# WORK INSTRUCTION
Your answer should hold only the lines from the one with "You can always" through the end of the listing below, each retyped exactly.

# DATA FOR THE TASK
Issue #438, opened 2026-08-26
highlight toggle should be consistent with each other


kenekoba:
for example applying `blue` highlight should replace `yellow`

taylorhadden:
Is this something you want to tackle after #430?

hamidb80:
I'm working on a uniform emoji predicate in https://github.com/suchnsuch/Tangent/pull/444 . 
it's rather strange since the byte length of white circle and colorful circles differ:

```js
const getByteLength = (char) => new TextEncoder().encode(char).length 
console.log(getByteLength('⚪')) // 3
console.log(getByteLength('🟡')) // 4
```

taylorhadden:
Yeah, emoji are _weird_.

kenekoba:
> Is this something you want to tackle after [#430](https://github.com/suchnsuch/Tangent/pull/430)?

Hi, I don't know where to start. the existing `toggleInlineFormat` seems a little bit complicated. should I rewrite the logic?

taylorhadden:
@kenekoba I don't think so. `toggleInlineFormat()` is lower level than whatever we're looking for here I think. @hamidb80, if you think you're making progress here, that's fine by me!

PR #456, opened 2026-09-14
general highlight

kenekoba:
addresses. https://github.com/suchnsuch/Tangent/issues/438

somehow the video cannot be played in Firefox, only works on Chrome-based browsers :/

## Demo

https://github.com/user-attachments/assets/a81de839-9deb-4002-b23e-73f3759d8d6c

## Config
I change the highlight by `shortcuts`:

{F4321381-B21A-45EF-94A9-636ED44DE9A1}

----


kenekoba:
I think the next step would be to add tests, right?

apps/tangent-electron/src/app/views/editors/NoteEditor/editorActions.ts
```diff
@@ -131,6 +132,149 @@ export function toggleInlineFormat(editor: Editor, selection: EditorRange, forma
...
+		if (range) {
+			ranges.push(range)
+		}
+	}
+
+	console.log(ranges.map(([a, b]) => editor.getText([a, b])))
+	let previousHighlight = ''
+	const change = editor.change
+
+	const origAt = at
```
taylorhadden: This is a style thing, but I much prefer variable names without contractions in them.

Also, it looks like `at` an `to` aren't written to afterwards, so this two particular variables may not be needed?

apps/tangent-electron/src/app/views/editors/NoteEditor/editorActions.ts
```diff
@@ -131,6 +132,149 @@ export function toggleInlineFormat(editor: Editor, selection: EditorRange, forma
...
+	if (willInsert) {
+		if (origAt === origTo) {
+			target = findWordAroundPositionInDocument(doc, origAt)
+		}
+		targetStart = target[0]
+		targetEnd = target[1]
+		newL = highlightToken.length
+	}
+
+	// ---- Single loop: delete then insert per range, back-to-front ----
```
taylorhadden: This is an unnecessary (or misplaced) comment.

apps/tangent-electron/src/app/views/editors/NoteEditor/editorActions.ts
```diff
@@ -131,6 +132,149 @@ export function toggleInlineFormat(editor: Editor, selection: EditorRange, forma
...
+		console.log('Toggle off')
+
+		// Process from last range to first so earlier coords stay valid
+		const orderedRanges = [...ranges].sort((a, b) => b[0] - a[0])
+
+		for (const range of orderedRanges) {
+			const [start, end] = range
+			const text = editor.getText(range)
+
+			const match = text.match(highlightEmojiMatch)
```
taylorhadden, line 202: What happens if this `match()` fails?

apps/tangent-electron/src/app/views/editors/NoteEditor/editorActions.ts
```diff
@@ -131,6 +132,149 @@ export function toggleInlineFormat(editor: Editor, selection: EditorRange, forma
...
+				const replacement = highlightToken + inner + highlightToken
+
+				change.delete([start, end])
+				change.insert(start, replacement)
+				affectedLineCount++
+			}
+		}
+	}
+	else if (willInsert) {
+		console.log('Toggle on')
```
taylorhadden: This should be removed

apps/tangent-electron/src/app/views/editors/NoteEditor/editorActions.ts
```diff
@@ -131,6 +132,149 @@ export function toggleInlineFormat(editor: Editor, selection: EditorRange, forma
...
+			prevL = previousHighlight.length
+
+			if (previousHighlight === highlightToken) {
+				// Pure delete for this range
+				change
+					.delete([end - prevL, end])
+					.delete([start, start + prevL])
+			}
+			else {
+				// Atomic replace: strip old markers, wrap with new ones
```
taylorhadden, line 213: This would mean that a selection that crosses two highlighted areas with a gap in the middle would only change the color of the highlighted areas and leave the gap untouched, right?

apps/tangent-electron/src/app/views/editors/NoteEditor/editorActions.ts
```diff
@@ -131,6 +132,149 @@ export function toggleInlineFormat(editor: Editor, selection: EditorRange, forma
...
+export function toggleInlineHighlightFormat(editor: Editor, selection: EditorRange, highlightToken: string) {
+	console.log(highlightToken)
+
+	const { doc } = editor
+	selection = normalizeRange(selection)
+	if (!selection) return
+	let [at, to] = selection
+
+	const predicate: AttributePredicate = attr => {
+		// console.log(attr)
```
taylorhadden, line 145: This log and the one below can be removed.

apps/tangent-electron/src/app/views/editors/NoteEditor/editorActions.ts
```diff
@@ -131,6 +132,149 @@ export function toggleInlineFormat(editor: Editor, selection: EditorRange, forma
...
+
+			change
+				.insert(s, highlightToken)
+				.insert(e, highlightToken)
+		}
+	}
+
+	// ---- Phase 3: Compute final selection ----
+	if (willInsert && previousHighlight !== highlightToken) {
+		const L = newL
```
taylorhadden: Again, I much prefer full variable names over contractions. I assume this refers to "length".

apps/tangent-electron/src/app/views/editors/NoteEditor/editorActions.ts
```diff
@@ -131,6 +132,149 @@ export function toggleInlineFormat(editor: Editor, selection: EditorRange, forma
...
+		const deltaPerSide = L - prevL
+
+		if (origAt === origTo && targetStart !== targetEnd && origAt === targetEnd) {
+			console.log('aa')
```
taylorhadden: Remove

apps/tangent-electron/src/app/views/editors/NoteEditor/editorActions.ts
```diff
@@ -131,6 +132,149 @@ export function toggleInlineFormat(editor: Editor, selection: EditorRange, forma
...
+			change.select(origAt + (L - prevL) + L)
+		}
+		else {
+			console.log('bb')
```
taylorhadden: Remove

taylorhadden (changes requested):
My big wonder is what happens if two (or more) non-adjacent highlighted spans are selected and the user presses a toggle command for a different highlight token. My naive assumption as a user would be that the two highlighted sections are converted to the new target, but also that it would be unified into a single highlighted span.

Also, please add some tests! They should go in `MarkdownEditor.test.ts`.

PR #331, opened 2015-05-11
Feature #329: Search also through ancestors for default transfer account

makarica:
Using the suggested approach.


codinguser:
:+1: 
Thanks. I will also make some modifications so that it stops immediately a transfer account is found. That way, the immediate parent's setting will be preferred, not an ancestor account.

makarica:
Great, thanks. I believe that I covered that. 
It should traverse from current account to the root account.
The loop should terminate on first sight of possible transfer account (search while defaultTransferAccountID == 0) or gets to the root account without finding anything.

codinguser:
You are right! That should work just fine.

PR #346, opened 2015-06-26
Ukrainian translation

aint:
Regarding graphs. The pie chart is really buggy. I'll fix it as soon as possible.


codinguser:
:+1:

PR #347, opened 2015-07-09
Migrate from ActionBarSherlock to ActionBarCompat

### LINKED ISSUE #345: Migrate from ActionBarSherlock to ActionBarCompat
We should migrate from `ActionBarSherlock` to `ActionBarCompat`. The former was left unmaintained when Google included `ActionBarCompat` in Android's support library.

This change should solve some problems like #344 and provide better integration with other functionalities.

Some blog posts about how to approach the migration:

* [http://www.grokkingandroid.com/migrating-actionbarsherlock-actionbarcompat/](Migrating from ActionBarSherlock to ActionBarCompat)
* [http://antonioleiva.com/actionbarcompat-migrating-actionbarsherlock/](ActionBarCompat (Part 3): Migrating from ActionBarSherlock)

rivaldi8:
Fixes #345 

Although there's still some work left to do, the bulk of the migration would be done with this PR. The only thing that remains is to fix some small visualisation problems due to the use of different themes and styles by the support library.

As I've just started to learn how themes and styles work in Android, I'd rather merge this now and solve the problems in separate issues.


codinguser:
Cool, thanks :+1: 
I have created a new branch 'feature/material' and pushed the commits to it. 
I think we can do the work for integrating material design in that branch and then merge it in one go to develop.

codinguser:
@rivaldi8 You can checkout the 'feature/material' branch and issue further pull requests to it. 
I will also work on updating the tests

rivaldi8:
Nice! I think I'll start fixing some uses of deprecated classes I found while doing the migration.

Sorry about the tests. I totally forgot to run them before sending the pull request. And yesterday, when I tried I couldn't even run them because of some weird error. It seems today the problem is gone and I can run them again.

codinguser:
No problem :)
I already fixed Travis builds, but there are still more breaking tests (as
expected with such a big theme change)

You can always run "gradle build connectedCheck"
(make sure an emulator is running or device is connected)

# TASK ANSWER
You can always run "gradle build connectedCheck"
(make sure an emulator is running or device is connected)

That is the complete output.